The benchmark spans 10 string distance methods and 3 sample sizes, producing 30
aggregated method-size combinations. The table below reports mean runtime in
milliseconds and the relative runtime ratio used throughout the figures.

```{r summary-table, include=FALSE}
knitr::kable(summary_table, align = "lrrrr")
```

The ranking below summarizes the average speedup by method.
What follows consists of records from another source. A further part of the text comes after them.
PR #299, opened 2019-07-23
Change leafref memo data struct to use a tree parallel to the NodeInfo tree

wenovus:
- Use a tree instead of a hash of a "reflect.Value()" to identify datanodes, which may aid debugging a little by making what has been memoized more easily readable.


wenovus:
Note I don't know why the coverage decreased, when I run the test with the apparently uncovered code deleted, the test fails.

So, the coverage has been verified manually.

PR #306, opened 2019-08-16
Create genutil package; rename and export yangDirectory as Directory.

wenovus:
Rename and export yangDirectory as Directory along with component types. Also add genutil and moved several utility functions from ygen into genutil. A couple new tests were added; a few util functions don't yet have tests and are marked with TODO.

Directory is moved to a new file directory.go; GetOrderedDirectories and GetOrderedFields exported helpers are also added with tests into that file.


robshakir:
Can you remove the BUILD file from this PR please? :-)

ygen/codegen.go
```diff
@@ -472,6 +392,52 @@ func (cg *YANGCodeGenerator) GenerateGoCode(yangFiles, includePaths []string) (*
 	}, nil
 }
 
+func generateEnumCode(goEnums map[string]*yangEnum) ([]string, string, util.Errors) {
```
robshakir: Sorry that I missed this before, but can we ensure that this function is commented?

ygen/codegen.go
```diff
@@ -703,15 +669,15 @@ type mappedYANGDefinitions struct {
...
+// mappedDefinitions finds the set of directory and enumeration entities
 // that are mapped to objects within output code in a language agnostic manner.
 // It takes:
 //	- yangFiles: an input set of YANG schema files and the paths that
 //	- includePaths: the set of paths that are to be searched for included or
 //	  imported YANG modules.
 //	- cfg: the current generator's configuration.
-// It returns a mappedYANGDefinitions struct populated with the directory and enum
-// entries in the input schemas, along with the calculated schema tree.
+// It returns a mappedYANGDefinitions struct populated with the directory & enum
```
robshakir: `s/&/,/`

PR #1408, opened 2020-05-29
Add workflow to update dependencies

jrjohnson:
Unfortunately dependabot doesn't update our lock file when transitive
dependencies are updated. This removed the lock file and re-creates it
with fresh data.


.github/workflows/update-transitive-dependenies.yaml
```diff
@@ -0,0 +1,35 @@
+name: Update Transitive Dependencies
+
+on:
+  schedule:
+    - cron: '15 7 * * 1' # weekly, on Monday morning
```
stopfstedt, line 5: nicely timed to go with the morning coffee ;)

PR #1413, opened 2020-06-02
Add polyfill for safari 12

### LINKED ISSUE #1412: Error: Intl.PluralRules is not available in this environment.
We need to add a pollyfill to support safari 12. 
Sentry Issue: [FRONTEND-RB](https://sentry.io/organizations/ilios/issues/1704228892/?referrer=github_integration)

```
Error: Intl.PluralRules is not available in this environment.
Try polyfilling it using "@formatjs/intl-pluralrules"

  at _default (addon-tree-output/moment/lib.js:22:1)
  at _default (addon-tree-output/moment/lib.js:22:1)
  at format (addon-tree-output/moment/lib.js:22:1)
  at compute (addon-tree-output/ember-intl/-private/formatters/format-message.js:68:1)
  at fn (@ember/-internals/glimmer/index.js:2971:1)
...
(27 additional frame(s) were not displayed)
```

jrjohnson:
This version, which is still in active use, doesn't have the Intl libs
we need. ~Using the polyfill.io service creates a script that uses the
browser agent to decide what data to send so users of more modern
browsers won't need to download and execute this.~

Instead of relying on a third party service which may block loading
indefinitely if it is down and which we'll need to remember to keep
updated this loads the polyfills we need for Safari 12 by doing feature
detection and then async loading each script.

Fixes #1412

### DIFF
--- a/addon/utils/load-polyfills.js
+++ b/addon/utils/load-polyfills.js
@@ -1,6 +1,8 @@
 export async function loadPolyfills() {
-  await intlPluralRules();
-  await intlRelativeTimeFormat();
+  await Promise.all([
+    intlPluralRules(),
+    intlRelativeTimeFormat(),
+  ]);
 }
 
 async function intlPluralRules() {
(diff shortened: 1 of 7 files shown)


addon/utils/load-polyfills.js
```diff
@@ -0,0 +1,32 @@
+export async function loadPolyfills() {
+  await Promise.all([
```
stopfstedt, line 2: just curious why we're using native Promise instead of RSVP here. is the plan to phase that libary out?

jrjohnson: No reason. I've been trying to remember to use it when I can since `RSVP` is eventually going to go away. This might be the first time I actually remembered. 😄

PR #1416, opened 2020-06-03
adds controls for adding learners to ILMs

### LINKED ISSUE #1394: Learner Groups Selector Not Appearing After ILM Selector Is Toggled On
Currently, the screen requires a hard refresh before the Learner Group selection tool becomes available. This should not be the case.

Here is a session ...
image

Here is the same session after turning the ILM toggle to the "on" position ...

image

Even if you can't see it in the screen shot, the Learner Group selection area should be available to assign learner groups to this ILM immediately after designating this session to ILM status.

After hard refresh, the Learner Group and Instructor (Group) selectors are now available between Session Administration and Objectives. This is where they should appear directly after toggling the ILM switch - not requiring any additional screen refreshing. 

image

### LINKED ISSUE #1415: Add ability to add individual learners to ILMs

stopfstedt:
this revamps learner group assignment while at it.

fixes #1415

also fixes #1394.


addon/components/collapsed-learnergroups.hbs
```diff
@@ -1,40 +0,0 @@
-<section
```
jrjohnson, line 1: No longer needed? Doesn't work with new learners? Not sure where this went.

addon/components/learnergroup-tree.js
```diff
@@ -2,14 +2,18 @@ import Component from '@glimmer/component';
...
+import { isEmpty, isPresent } from '@ember/utils';
 import {restartableTask} from "ember-concurrency-decorators";
 
 export default class LearnergroupTree extends Component {
   @tracked isHidden = true;
   @tracked selectable = false;
   @tracked hasChildren = false;
 
+  get isRoot() {
+    return isPresent(this.args.isRoot) ? this.args.isRoot : true;
```
jrjohnson, line 14: Is `isPresent` needed here? Seems like this is either `true` or falsey (`false`, `undefined`).

PR #1428, opened 2020-06-08
Use JSON:API when getting data

jrjohnson:
No optimizations or improvements to data loading are added here, just converts the ember-data layer to use the newly created JSON:API.


jrjohnson:
This has been click tested from https://github.com/ilios/frontend/pull/5376 and this side is ready to be merged.

PR #1501, opened 2020-07-07
Trim whitespace from URL input

### LINKED ISSUE #1500: Left Trim On URL To Help With Validation - Offerings Editor
During my initial testing on this just now, I accidentally pasted in something like the following " https://meetinglink.url" - the important part being the blank space NBSP; at the beginning of the URL. Other than that, the URL was fine. Can we perform a left trim if there are blank spaces at the beginning of a bad copy and paste job?

If not, no problem. It might be helpful.

jrjohnson:
This makes it easier to paste into the form and pass validation.

Fixes #1500

### DIFF
--- a/addon/components/offering-form.js
+++ b/addon/components/offering-form.js
@@ -246,6 +246,7 @@ export default class OfferingForm extends Component {
 
   @action
   changeURL(value) {
+    value = value.trim();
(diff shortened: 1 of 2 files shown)


dartajax:
Nice work.

PR #1504, opened 2020-07-09
Improve screen position when visiting session

jrjohnson:
When clicking on a session further down the list of sessions in a course
users were being left somewhere in the middle of the session instead of
at the top. This seems to be caused by the scroll working while the page
is still building. Waiting until the next tick of the runloop results in
the desired position of the screen.

I also moved this up a level because I think it gives a better user
experience to retain the return to session link.


dartajax:
Looks good to me as well.

PR #1540, opened 2020-07-23
rewires session description for API v3

stopfstedt:
companion PR to https://github.com/ilios/ilios/pull/2989

refs https://github.com/ilios/ilios/pull/2917


addon/components/session-overview.js
```diff
@@ -34,7 +34,6 @@ export default class SessionOverview extends Component {
   @tracked showSpecialAttireRequired = false;
   @tracked showSpecialEquipmentRequired = false;
   @tracked isIndependentLearning = false;
-  @tracked description;
```
jrjohnson, line 37: Since this is still modified shouldn't it still be tracked?

stopfstedt: correct, i should have made this a separate commit. turns out this property was declared twice, i'm removing the duplicate here. see:
 https://github.com/ilios/common/pull/1540/files/67fae8b56b764fd96ceac49e0dedc067201fde0d#diff-1b6a1f0cf1f929becb12d04a77bc8ec6R24 for the remaining declaration.

jrjohnson: Ah, I see it now. Had to look like 5 times!

PR #1561, opened 2020-08-04
prevents double-listing of ILM-based events if they are already shown as post-reqs

### LINKED ISSUE #1553: Activities View and WaaG Need To Follow Correct Logic for Displaying ILM's with Pre-Work
The following is a paste from a student calendar ...

image

"Formative 1" is an ILM that is due before another ILM called "Formative 1 Due By 8/5 at 8:00 AM".

The upper part of the screen with the Pre-Work is correct. See below.

image

stopfstedt:
this filters out any ILMs-based events from the agenda if they are already listed as post-requisite in the "pre-work" section.

Selection_073

fixes #1553


stopfstedt:
PR withdrawn as this does not address the issue at hand. see https://github.com/ilios/ilios/pull/3040 for the actual solution.

PR #1570, opened 2020-08-07
respect sort order input if its value is false.

### LINKED ISSUE #1569: Sortable Table Header component - icon does not get updated on sort order reveral.
At first, I was like this.

Selection_096

But then, ... still like this.

Selection_095

fix this.

stopfstedt:
fixes #1569

### DIFF
--- a/addon/components/sortable-th.js
+++ b/addon/components/sortable-th.js
@@ -11,7 +11,7 @@ export default class SortableTh extends Component {
   }
 
   get sortedAscending() {
-    return this.args.sortedAscending || true;
+    return this.args.sortedAscending ?? true;
   }
 
   get sortedBy() {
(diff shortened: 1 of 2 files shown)


addon/components/sortable-th.js
```diff
@@ -11,6 +11,9 @@ export default class SortableTh extends Component {
   }
 
   get sortedAscending() {
+    if (false === this.args.sortedAscending) {
+      return this.args.sortedAscending;
+    }
     return this.args.sortedAscending || true;
```
jrjohnson, line 17: I think this was supposed to be `return this.args.sortedAscending ?? true;` which would return the value if set or else return true and should work without the addition to check for explicit false.

stopfstedt: good point. replaced this with the suggested shorthand form.

PR #1588, opened 2020-08-18
Replace our URL validation library

jrjohnson:
This is a more maintained validation system (and we're already using it
on the frontend). Unfortunately it still doesn't catch a bad slash in the
query param so I've added a test that is allowed to fail and will
attempt a PR upstream to fix.

Refs ilios/ilios#3050

### DIFF
--- a/tests/integration/components/offering-form-test.js
+++ b/tests/integration/components/offering-form-test.js
@@ -1,4 +1,4 @@
-import { module, test } from 'qunit';
+import { module, test, todo } from 'qunit';
 import { setupRenderingTest } from 'ember-qunit';
 import { setupMirage } from 'ember-cli-mirage/test-support';
 import { render } from '@ember/test-helpers';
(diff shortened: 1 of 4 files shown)


tests/integration/components/offering-form-test.js
```diff
@@ -442,4 +442,11 @@ module('Integration | Component | offering form', function(hooks) {
     await component.url.set('  http://example.com  ');
     assert.equal('http://example.com', component.url.value);
   });
+
+  todo('rejects query param with trailing slash ilios/ilios#3050', async function(assert) {
+    await render(hbs`<OfferingForm @close={{noop}} @showRoom={{true}} />`);
+    assert.notOk(component.url.hasError);
+    await component.url.set('http://example.com?jayden=awesome/');
```
stopfstedt, line 449: :dog: :heart:

PR #1593, opened 2020-08-21
show campus name of record where display name diverges.

stopfstedt:
Selection_126
Selection_127
Selection_139
Selection_138
Selection_141
Selection_142
Selection_143

out of scope:
- course print view - we don't want/need tooltips in here, this is mean for print. 
- learning material sort manager: this is minor information there, adding tooltips in this sorting interface would add just add noise.
- learning material search: tool-tiping search results, no bueno. 
- offerings details in session grid: we run an abbreviated, comma separated list of user names there. again, adding tooltips here is too much, let's keep it to where user assignment is happening
- course instructor visualization: adding a tooltip within a tooltip, not desirable.
- the various user searches: in-scope for this, but will be handled as separate issue

refs https://github.com/ilios/frontend/issues/5524

### DIFF
--- a/addon/components/detail-instructors-list.hbs
+++ b/addon/components/detail-instructors-list.hbs
@@ -1,5 +1,6 @@
 <div
   class="detail-instructors-list"
+  data-test-instructors-list
 >
   {{#if @instructors.length}}
     <h4>
@@ -9,7 +10,7 @@
     <ul class="instructors-list" data-test-instructors>
       {{#each (sort-by "fullName" @instructors) as |user|}}
         <li>
-          {{user.fullName}}
+          <UserNameInfo @user={{user}} />
         </li>
       {{/each}}
     </ul>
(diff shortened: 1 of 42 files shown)


addon/components/detail-instructors-list.hbs
```diff
@@ -9,7 +10,29 @@
     <ul class="instructors-list" data-test-instructors>
       {{#each (sort-by "fullName" @instructors) as |user|}}
         <li>
-          {{user.fullName}}
+          <span data-test-name>
```
jrjohnson, line 13: This chunk of template seems to be repeated a lot. The only difference I can spot is that `data-test` attribute on the full name span. Wouldn't making this a component simplify the mouse over registration for the tooltip as well as removing duplicate template and JS code?

stopfstedt: all switched out and consolidated. i did not experience any of the performance degradation i was worried about.

jrjohnson (approved):

PR #1617, opened 2020-09-08
Improve style and accessibility of week at a glance

### LINKED ISSUE #1614: Font Size Reduction On Week At A Glance / All Weeks
This is a mockup from ilios/ilios#3104 and this issue is related loosely to that one. 

Week At A Glance 

image

All Weeks

image

jrjohnson:
Get the font sizes under control, mostly this was a problem of applying
the .title class way to many times. Restructuring the HTML I also added
some a11y tests.

Fixes #1614

### DIFF
--- a/addon-test-support/ilios-common/page-objects/components/week-glance.js
+++ b/addon-test-support/ilios-common/page-objects/components/week-glance.js
@@ -4,12 +4,14 @@ import {
   text
 } from 'ember-cli-page-object';
 import weekGlanceEvent from './week-glance-event';
+import weekGlancePreWork from './week-glance-pre-work';
 
 const definition = {
   scope: '[data-test-week-glance]',
   title: text('[data-test-week-title]'),
   offeringEvents: collection('[data-test-week-glance-event]', weekGlanceEvent),
   ilmEvents: collection('[data-test-ilm-events] [data-test-week-glance-event]', weekGlanceEvent),
+  preWork: collection('[data-test-ilm-pre-work] [data-test-week-glance-pre-work]', weekGlancePreWork),
 };
 
 export default definition;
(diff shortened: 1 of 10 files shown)


stopfstedt (approved):
LGTM.

stopfstedt:
@dartajax please give this a visual review, thanks!

dartajax:
very nice but please review my comment below 

image

jrjohnson:
Good call @dartajax, more space added. How's that?

dartajax:
I will approve this and merge either way in all likelihood but I am not seeing any space between "Pre-work" and the first session "Neoplasia ..." and the larger fonts are back. I liked the indentation too.

image

dartajax:
image

dartajax:
Suggestion ... re-use this component as it appears underneath the calendar - that way it can be maintained in the same place and appear the same to users in both locations.

image

dartajax:
That component I pasted in above reflects generally the way I believe the fonts should be sized and styled. That's just my opinion though. Fonts shouldn't be jumping around in size.

jrjohnson:
@dartajax I'm not seeing the font size issues you're seeing. What browser, demo user, and URL is that? 
I adjusted the pre work to not take up empty space when it isn't present so that should be fixed.

dartajax:
The fonts look better and pre-work is nice. Great work. One final suggestion - can we move everything in a little bit, Right now everything is flush against the left wall - as far left as possible with zero padding.

image

dartajax:
everybody move over two spaces to the right

jrjohnson:
That space will show up when this is placed in the frontend as the outside margin is provided there.

Looks like:
Screen Shot 2020-09-10 at 9 20 06 AM

PR #3682, opened 2024-02-01
Remove pre-commit

jrjohnson:
This isn't working with pnpm as it builds node_modules in a different way. We may replace it. Or just remember to run lint before each commit.


stopfstedt (approved):
ah bummer.

PR #228, opened 2025-08-07
feat(compiler-runner): implement U32 comparison opcodes and fix return value slot calculation

enitrat:
## Summary
- Implemented U32 comparison opcodes (eq, neq, gt, ge, lt, le) that return felt values
- Fixed return value slot calculation to account for multi-slot types (U32 takes 2 slots)
- Fixed immediate operand ordering in U32 arithmetic instructions (imm_lo, imm_hi)

### New U32 Comparison Instructions
- Added new comparison opcodes: `U32StoreEqFpFp`, `U32StoreNeqFpFp`, `U32StoreGtFpFp`, `U32StoreGeFpFp`, `U32StoreLtFpFp`, `U32StoreLeFpFp` and imm variants
- These operations compare two U32 values and store the result as a felt (0 or 1)

### Codegen Improvements
- Updated binary operation handling to distinguish between arithmetic operations (return U32) and comparison operations (return felt)
- Fixed return value slot calculation to properly handle multi-slot types
- Added support for comparison operations with immediate values
- Corrected immediate operand ordering from (imm_hi, imm_lo) to (imm_lo, imm_hi) for consistency

### Test Updates
- Updated snapshot tests to reflect the new instruction formats and slot calculations


crates/runner/src/vm/instructions/store.rs
```diff
@@ -255,6 +256,68 @@ pub fn u32_store_imm(
...
+where
+    F: Fn(u32, u32) -> bool,
+{
+    let lhs = memory.get_u32(state.fp + src0_off)?;
+    let rhs = memory.get_u32(state.fp + src1_off)?;
+
+    let res = if op(lhs, rhs) {
+        QM31::from(M31::one())
+    } else {
+        QM31::from(M31::from(0))
```
zmalatrax, line 282:
```suggestion
        QM31::from(M31::zero())
```

zmalatrax (approved):

PR #248, opened 2025-08-25
Adapt AbiCodec for fixed-size arrays

enitrat:


crates/common/src/abi_codec.rs
```diff
@@ -521,21 +527,33 @@ mod tests {
...
+            let params = [AbiSlot {
+                name: "arr".into(),
+                ty: AbiType::FixedSizeArray {
+                    element: Box::new(AbiType::Felt),
+                    size: 3,
+                },
+            }];
+            let values = [InputValue::List(vec![0.into(), 1.into()])]; // only 2 provided
+            let err = encode_input_args(&params, &values).unwrap_err().to_string();
+            assert!(err.contains("array size mismatch"));
```
obatirou, line 556: Should the assert ensure the error is a `AbiCodecError::TypeMismatch` and not just assert the error string?

crates/runner/src/lib.rs
```diff
@@ -60,8 +60,217 @@ pub struct RunnerOutput {
...
+                    v
+                ))
+                .into());
+            }
+            Ok((CairoMValue::Bool(v == 1), 1))
+        }
+        AbiType::U32 => {
+            let lo = vm.memory.get_data(base)?;
+            let hi = vm.memory.get_data(base + M31::from(1u32))?;
+            if lo.0 >= (1 << 16) || hi.0 >= (1 << 16) {
```
obatirou, line 109: should constants be defined instead of magic numbers?
There might have other instances of this in the codebase. Maybe
```
const U16_MAX: u32 = 0xFFFF
if lo.0 > U16_MAX || hi.0 > U16_MAX
```

crates/runner/src/lib.rs
```diff
@@ -74,88 +283,208 @@ pub fn run_cairo_program(
...
+            if *size as usize != values.len() {
+                return Err(AbiCodecError::TypeMismatch(format!(
+                    "array size mismatch: expected {} got {}",
+                    size,
+                    values.len()
+                ))
+                .into());
+            }
+
+            // First, encode each element into a temporary buffer using the *argument ABI*.
```
obatirou, line 455: this method will be used in the hot pass (run_cairo_program) and temporary buffers / unecessary allocations should be avoided.

crates/runner/src/lib.rs
obatirou: it is obvious but for a reader there is a mental burden each time you encounter magic numbers you need to interpret. 
Anyway this is a nit.

crates/runner/tests/abi_codec_tests.rs
```diff
@@ -0,0 +1,525 @@
...
+    )
+    .expect("Failed to run program");
+
+    match &output.return_values[0] {
+        CairoMValue::Felt(v) => assert_eq!(v.0, 3, "Expected count of 3"),
+        _ => panic!("Expected Felt return value"),
+    }
+}
+
+#[ignore = "structs with arrays are not working well."]
```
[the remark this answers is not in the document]
enitrat: fixed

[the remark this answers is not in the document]
obatirou: Not pushed?

crates/runner/src/lib.rs
obatirou: Sure but there are 2 pass and create a temporary vec `elements_m31` that could be avoided by doing the encoding and writing to memory in only one pass.

enitrat: I don't see how you can avoid two loops here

Larger values mean
that **fuzzystring** is faster by a wider margin.

```{r ranking-table, include=FALSE}
knitr::kable(ranking_table, align = "lr")
```

### Absolute Runtime

```{r absolute-runtime-plot}
ggplot(
  absolute_plot_data,
  aes(x = comparisons_label, y = time_seconds, fill = implementation)
) +
  geom_col(position = position_dodge(width = 0.75), width = 0.65) +
  facet_wrap(~ method_label, scales = "free_y") +
  labs(
    title = "Mean runtime by distance method",
    x = "Candidate comparisons (millions)",
    y = "Mean runtime (seconds)",
    fill = "Implementation"
  ) +
  scale_fill_manual(
    values = c("fuzzyjoin" = "#D95F02", "fuzzystring" = "#1B9E77"),
    labels = c("fuzzyjoin", "fuzzystring")
  ) +
  scale_y_continuous(labels = function(x) sprintf("%.1f", x)) +
  theme_minimal(base_size = 14) +
  theme(
    strip.text = element_text(face = "bold"),
    legend.position = "bottom",
    plot.title = element_text(face = "bold", hjust = 0.5),
    plot.subtitle = element_text(hjust = 0.5),
    axis.text.x = element_text(angle = 30, hjust = 1)
  )
```

### Relative Runtime

Values above 1 indicate that **fuzzystring** is faster than **fuzzyjoin** for
the same method and workload size.

```{r relative-runtime-plot}
ggplot(
  wide_summary,
  aes(x = comparisons_label, y = runtime_ratio)
) +
  geom_col(fill = "#D95F02", width = 0.55) +
  geom_hline(yintercept = 1, linetype = "dashed", color = "gray40") +
  facet_wrap(~ method_label, scales = "free_y") +
  labs(
    title = "Relative runtime against fuzzystring",
    subtitle = "Values above 1 mean fuzzystring is faster than fuzzyjoin",
    x = "Candidate comparisons (millions)",
    y = "Runtime ratio (fuzzyjoin / fuzzystring)"
  ) +
  scale_y_continuous(labels = function(x) sprintf("%.1f", x)) +
  theme_minimal(base_size = 14) +
  theme(
    strip.text = element_text(face = "bold"),
    legend.position = "none",
    plot.title = element_text(face = "bold", hjust = 0.5),
    plot.subtitle = element_text(hjust = 0.5),
    axis.text.x = element_text(angle = 30, hjust = 1)
  )
```

## Interpretation

This benchmark snapshot supports the same conclusion across all methods tested:
the **fuzzystring** reimplementation is consistently faster than **fuzzyjoin**
for the workloads covered here.

The largest average gains appear in Hamming, Levenshtein, OSA, and
Damerau-Levenshtein, while cosine, q-gram, jaccard, and soundex still show a
clear but smaller improvement. In other words, the reimplemented path does not
only match `fuzzyjoin` functionally; it also improves runtime across every
benchmarked method-size combination in this snapshot.